Title 42 has been big in the news this month with the Administration giving case-by-case exceptions to Ukrainians and with two court cases, one with the Court of Appeals in Washington DC and the other with a District Court in North Texas. CBP came out with a memorandum on 3/11/22 announcing exceptions under Title 42 for Ukrainians – that the public safety pandemic concern that has been used to turn back migrants without allowing them a chance to apply for asylum, will basically not apply to Ukrainians at land border ports of entry – “that CBP is authorized, consistent with the Title 42 Order, on a case-by-case basis based on the totality of the circumstances, including considerations of humanitarian interests, to except Ukrainian nationals at land border ports of entry from Title 42.” Who is eligible? “Those “who are in possession of a valid Ukrainian passport or other valid Ukrainian identity documents, and absent risk factors associated with national security or public safety, may be considered for exception from Title 42 under this guidance.” Those granted an exception can be processed for any disposition “including urgent port of entry humanitarian parole on a case-by-case basis.” This may precipitate a rush of the southwestern border by Ukrainians. In the DC case, Huisha-Huisha v. Mayorkas, the DC court made the ruling that although the executive is allowed to use Title 42 to expel persons attempting to enter the US without an asylum hearing because of pandemic concerns, he is not allowed to send them back to countries where they face persecution. The Administration had been sending many back to countries of persecution. In the Texas case, Texas v. Biden, the judge said that the Administration could not continue exempting children from Title 42. The Title 42 ban is set to expire in early April and the question is whether the Administration should continue extending it. One writer said that stopping it would solve both problems. The Biden Administration appears to be leaning in that direction even though such action would promote a run on the border and perhaps cause problems in giving a midterm election line of attack for Republicans. News reports today indicate that the Biden Administration is willing to take the risk and lift Title 42 restrictions in May.

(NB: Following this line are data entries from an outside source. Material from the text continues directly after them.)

PR #11089, opened 2026-06-29
feat(logs): propagate OTel log endpoint to instance pods

### LINKED ISSUE #11085: [Feature]: Support Otel Log streaming w/o daemonset

Currently, collecting logs from CloudNativePG (operator, instance manager, and PostgreSQL) requires an external log collection infrastructure — either a DaemonSet (e.g. Fluent
Bit, Fluentd) reading container stdout from the node filesystem, or a sidecar tailing log files.

This is problematic because:

1. CNPG's architecture makes external log capture difficult. The operator generates operand pod specs and injects its own instance manager binary via an init container. The
instance manager acts as a custom process manager — PostgreSQL runs as a child process and writes to a CSV FIFO (not stdout). The instance manager reads, parses, and re-emits
these logs through Go's logr interface. There is no shell entrypoint to hook into for stdout redirection.

2. DaemonSets violate Kubernetes best practices for workload portability. The [Red Hat Best Practices for Kubernetes](https://redhat-best-practices-for-k8s.github.io/guide/#k8s-best-practices-no-naked-pods) recommend that applications should not depend on node-level infrastructure or assume DaemonSets are present. Log collection that relies on a
DaemonSet tailing node-local files creates a hard dependency on cluster-wide infrastructure outside the application's control. This makes CNPG non-portable to environments where
DaemonSets are restricted (multi-tenant clusters, managed Kubernetes offerings with locked-down node access, edge deployments, or clusters with strict pod security policies).

3. Sidecar log tailers can't work. CNPG doesn't write to a shared file volume — logs flow through an in-process Go logger to stdout. There is no file for a sidecar to tail. The
LogShipper pattern (Fluent Bit sidecar reading from /logs/) is incompatible because CNPG manages its own pod specs and uses a different log format.

Adding native OpenTelemetry log export solves all of these: logs push directly from the process to an OTel Collector via OTLP gRPC, with full structure preserved, no DaemonSet
dependency, no sidecar, and no modification to the container image or entrypoint. The application becomes self-contained for observability — portable across any Kubernetes
environment regardless of what node-level infrastructure is available.

When configured with an OpenTelemetry Collector endpoint, CNPG natively pushes all its logs — from the operator, the instance manager, and PostgreSQL — directly to the collector via OTLP gRPC. Logs
continue to appear on stdout as they do today; the OTel export is additive.

This covers all three log sources without requiring any external infrastructure (no DaemonSet, no sidecar, no file volume). PostgreSQL log fields (severity, SQL state, query text, session ID, etc.) are
preserved as structured attributes in the exported log records rather than being flattened into a JSON string.

The feature is opt-in via a single environment variable or CLI flag, and has no effect on existing behavior when not configured.

1. DaemonSet log collector (Fluent Bit / Fluentd): Captures stdout from node-local files. Works but requires cluster-wide infrastructure, adds per-node resource overhead, and is not viable in environments that restrict DaemonSets.

2. LogShipper sidecar (Fluent Bit reading from shared file volume): Incompatible with CNPG. The operator controls pod specs and uses a custom process manager — there is no shared log file volume to tail.

3. Stdout redirect / wrapper script: Not possible. The operand container entrypoint is the instance manager binary injected from the operator image via init container. There is no shell, no
docker-entrypoint.sh, and no interception point between the Go process and stdout.

4. OTel Collector sidecar with filelog receiver: Would require shareProcessNamespace: true to read the main container's stdout from /proc/1/fd/1, or writing logs to a shared volume — neither of which CNPG
supports. Still involves re-parsing JSON that was already structured in-process.

5. Standalone Deployment streaming logs via Kubernetes API: A separate deployment that calls the K8s log API (kubectl logs --follow) for each CNPG pod. Functional but adds API server load and introduces
latency.

### Additional context

The extension would be to the cloudnative-pg/machinery repo where the [OTel Logs API](https://opentelemetry.io/docs/specs/otel/logs/api/) would be extended. 

The functionality could be provided as a experimental feature like: [traefik](https://doc.traefik.io/traefik/v3.4/observability/logs/#opentelemetry)

### Backport?

No

Yes

### Code of Conduct

maxlengdell:
Pass CNPG_LOG_OTEL_ENDPOINT from the operator environment to operand pods so that instance managers also export logs directly to the configured OpenTelemetry Collector.

Depends on: cloudnative-pg/machinery#290
Closes: #11085

## How to test manually

1. Deploy an OTel Collector with debug exporter:

```yaml
apiVersion: v1
kind: ConfigMap
metadata:
  name: otel-collector-config
  namespace: observability
data:
  config.yaml: |
    receivers:
      otlp:
        protocols:
          grpc:
            endpoint: 0.0.0.0:4317
    exporters:
      debug:
        verbosity: detailed
    service:
      pipelines:
        logs:
          receivers: [otlp]
          exporters: [debug]
---
apiVersion: apps/v1
kind: Deployment
metadata:
  name: otel-collector
  namespace: observability
spec:
  replicas: 1
  selector:
    matchLabels:
      app: otel-collector
  template:
    metadata:
      labels:
        app: otel-collector
    spec:
      containers:
        - name: collector
          image: otel/opentelemetry-collector-contrib:0.127.0
          args: ["--config=/etc/otelcol/config.yaml"]
          ports:
            - containerPort: 4317
          volumeMounts:
            - name: config
              mountPath: /etc/otelcol
      volumes:
        - name: config
          configMap:
            name: otel-collector-config
---
apiVersion: v1
kind: Service
metadata:
  name: otel-collector
  namespace: observability
spec:
  selector:
    app: otel-collector
  ports:
    - port: 4317
      targetPort: 4317
```

2. Set the endpoint on the operator:

```bash
kubectl -n cnpg-system set env deployment/cnpg-controller-manager \
  CNPG_LOG_OTEL_ENDPOINT=otel-collector.observability.svc:4317
```

3. Create a cluster and generate a PG error:

```bash
kubectl exec <cluster-pod> -- psql -U postgres -c "SELECT 1/0;"
```

4. Verify logs in the collector:

```bash
# PostgreSQL logs
kubectl -n observability logs deployment/otel-collector | grep "division by zero"

# Instance manager logs
kubectl -n observability logs deployment/otel-collector | grep "instance-manager"

# Operator logs
kubectl -n observability logs deployment/otel-collector | grep "Reconcil"
```


go.mod
```diff
@@ -110,15 +130,18 @@ require (
...
-	k8s.io/kube-openapi v0.0.0-20260603220949-865597e52e25 // indirect
+	k8s.io/kube-openapi v0.0.0-20260502001324-b7f5293f4787 // indirect
 	sigs.k8s.io/json v0.0.0-20250730193827-2d320260d730 // indirect
 	sigs.k8s.io/kustomize/api v0.21.1 // indirect
 	sigs.k8s.io/kustomize/kyaml v0.21.1 // indirect
 	sigs.k8s.io/randfill v1.0.0 // indirect
 	sigs.k8s.io/structured-merge-diff/v6 v6.4.0 // indirect
 )
+
+replace github.com/cloudnative-pg/machinery => ../machinery
```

No more paper I-94’s at the border.
On another border issue, CBP gave notice on 3/18/22 that it will no longer be issuing paper I-94’s for land crossings, but only electronic I-94’s. So we should not be surprised from now on that persons crossing the border on TN and other statuses will no longer have paper I-94’s.

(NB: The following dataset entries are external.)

PR #11109, opened 2026-07-01
fix(logpipe): prevent pgaudit records being silently dropped by zap sampler

### LINKED ISSUE #10815: [Bug]: PG audit logs are dropped

### Contact Details

will@murnane.family

### Version

1.29 (latest patch)

1.35

Cloud: Amazon EKS

Helm

### What happened?

I configured a Cluster with postgreSQL auditing enabled with pgaudit. Then I ran a pair of queries: one that produces a lot of auditing output quickly, and one that's got a nice distinctive error message.
```bash
kubectl exec -it mycluster-0 -- bash -c 'psql "\df *.*"; psql "CREAT TABLE foo(id int)"'
```
Meanwhile, I watched the logs from the cluster in another terminal:
```bash
kubectl logs -f mycluster-0 | grep 'CREAT '
```
and the log message never came through.

I believe this is due to a few factors:
* [CNPG logs `"msg": "record"` on every record it outputs](https://github.com/cloudnative-pg/cloudnative-pg/blob/7d4c9a3f253084837108306bece943840459e9c5/pkg/management/postgres/logpipe/writer.go#L27-L41) [via this function](https://github.com/cloudnative-pg/machinery/blob/main/pkg/log/log.go#L132).
* [controller-runtime defaults to adding a sampler](https://github.com/kubernetes-sigs/controller-runtime/blob/main/pkg/log/zap/zap.go#L204) to its logger
* [A sampler discards messages which contain the same message](https://github.com/uber-go/zap/blob/master/zapcore/sampler.go#L127) if they occur too often within a specified timeframe
* CNPG uses the controller-runtime logger for all of its output.

This is not an ideal outcome, audit logs should not be dropped. However, I'm not sure of the right way to fix it; it might be best for the controller to determine "this cluster's logs should not be sampled" or maybe the instance manager should do so, maybe it should be communicated from the controller to the instance manager with a flag or an environment variable, maybe audit logs should always be sent through an un-sampled logger or maybe all Postgres logs should or maybe it should always be up to an administrator, and so on.

I'm happy to implement the code to make the changes if desired, I came up with a dirty hack that makes the audit logs work properly for my particular circumstances and could adapt it if that would be helpful, but the questions above (and probably many more) made me think twice about just starting a pull request that makes a bunch of decisions up front.

### Cluster resource

```shell

```

### Relevant log output

```shell

```

### Code of Conduct

akashbhujbalwebsite:
Fixes a silent audit-log loss in `LogRecordWriter`. Every PostgreSQL audit record it emits shares the same log message key (`"record"`), so the zap sampler controller-runtime installs in production mode (passing the first 100 identical messages per second, then roughly 1 in 100 after that) treats a burst of audit activity as duplicates and drops most of it, including security-relevant events such as DDL errors or privilege escalations, with no indication of the gap.

`LogRecordWriter` now writes through a dedicated logger with sampling disabled, built once when the log pipe starts and reused across every reconnect. That logger otherwise mirrors the global instance-manager logger for Info-level output: the same JSON/RFC3339Nano encoding, the same effective `--log-level`, and the same `--log-field-level`/`--log-field-timestamp` remapping, so audit records only differ from the rest of the pod's log lines in that they're never sampler-dropped.

Fixes #10815

----

**Root cause**

```go
// writer.go (before)
const logRecordKey = "record" // constant — never varies

func (writer *LogRecordWriter) Write(record NamedRecord) {
    log.WithName(record.GetName()).Info(logRecordKey, logRecordKey, record)
    //                                  ^^^^^^^^^^^^
    //             every audit record uses msg="record" → sampler treats all as duplicates
}
```

controller-runtime v0.24.1 adds this sampler automatically when `Development=false`:

```go
zap.WrapCore(func(core zapcore.Core) zapcore.Core {
    return zapcore.NewSamplerWithOptions(core, time.Second, 100, 100)
})
```

That's fine for operator reconcile-loop noise. It's not fine for audit records, where every entry represents a distinct real-world database event.

**How to verify**

1. Deploy a cluster with `pgaudit.log: all` and `shared_preload_libraries: pgaudit`
2. Fire a burst of 500+ SQL statements within a single second:
   ```sql
   DO $$ DECLARE i INT; BEGIN
     FOR i IN 1..500 LOOP EXECUTE 'SELECT ' || i; END LOOP;
   END $$;
   CREAT TABLE marker_should_appear(id int); -- intentional typo
   ```
3. Check pod logs: `kubectl logs <pod> -c postgres | grep marker_should_appear`
   - **Before fix**: 0 results (marker event dropped by sampler)
   - **After fix**: 1 result (all records forwarded)

**Tests**

`writer_test.go` calls `buildUnsampledLogger` directly: one spec floods it with a burst and confirms every record is forwarded, another confirms it honors the effective level of the global instance-manager logger, and two more cover `applyFieldRemap`'s key-renaming logic. A separate spec demonstrates the underlying zap sampler dropping records in isolation (not through CNPG code) to document why the bug is real.

Add to the release notes:

Fixed an issue where a burst of PostgreSQL audit activity (`pgaudit`) could cause most audit records to be silently dropped from the pod's log stream due to log sampling.

### DIFF
--- a/go.mod
+++ b/go.mod
@@ -14,6 +14,7 @@ require (
 	github.com/davecgh/go-spew v1.1.2-0.20180830191138-d8f796af33cc
 	github.com/evanphx/json-patch/v5 v5.9.11
 	github.com/go-logr/logr v1.4.3
+	github.com/go-logr/zapr v1.3.0
 	github.com/grpc-ecosystem/go-grpc-middleware/v2 v2.3.3
 	github.com/jackc/pgx/v5 v5.10.0
 	github.com/jackc/puddle/v2 v2.2.2
@@ -57,7 +58,6 @@ require (
 	github.com/fsnotify/fsnotify v1.9.0 // indirect
 	github.com/fxamacker/cbor/v2 v2.9.2 // indirect
 	github.com/go-errors/errors v1.5.1 // indirect
-	github.com/go-logr/zapr v1.3.0 // indirect
 	github.com/go-openapi/jsonpointer v0.23.1 // indirect
 	github.com/go-openapi/jsonreference v0.21.5 // indirect
 	github.com/go-openapi/swag v0.26.0 // indirect
--- a/pkg/management/postgres/logpipe/logpipe.go
+++ b/pkg/management/postgres/logpipe/logpipe.go
@@ -130,8 +130,8 @@ func (p *LogPipe) Start(ctx context.Context) error {
 }
 
 // collectLogsFromFile opens (blocking) the FIFO file, then starts reading the csv file line by line
-// until the end of the file or an error. recordLogger is the unsampled logger
-// built once by Start, reused across every retry.
+// until the end of the file or an error. recordLogger is built once by Start
+// and passed through.
 func (p *LogPipe) collectLogsFromFile(ctx context.Context, recordLogger logr.Logger) error {
 	filenameLog := log.FromContext(ctx).WithValues("fileName", p.fileName)
 
--- a/pkg/management/postgres/logpipe/logpipe.go
+++ b/pkg/management/postgres/logpipe/logpipe.go
@@ -35,6 +35,8 @@ import (
 	"github.com/cloudnative-pg/machinery/pkg/fileutils"
 	"github.com/cloudnative-pg/machinery/pkg/fileutils/compatibility"
 	"github.com/cloudnative-pg/machinery/pkg/log"
+	"github.com/go-logr/logr"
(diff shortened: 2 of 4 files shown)


mnencia:
Closing this in favor of #11131, which fixes the same issue at the process level rather than inside the log pipe. Credit to you and to @willmurnane, whose diagnosis in #10815 identified the sampler mechanism from the start, it's cited directly in #11131's description and is what made that fix possible. Thanks for digging into this.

The departure of expanded expedited removal.
The Federal Register notice which expanded expedited removal, 84 FR 35409 (7/23/19) was rescinded on 3/21/22 by another notice in the Federal Register, 87 FR 16022 (3/21/22). Now we are back to the future. Under expanded expedited removal, the previous boundaries of only using it when undocumented immigrants were discovered within 100 miles of the Mexico/Canada borders and being here less than two weeks were expanded by Mr. Trump so that it could be used against undocumented immigrants discovered in any location in the country and they would have to prove that they were here for at least two years two years before being exempted from expanded expedited removal. Although not used much, the threat of it caused panic to many members of the immigrant communities.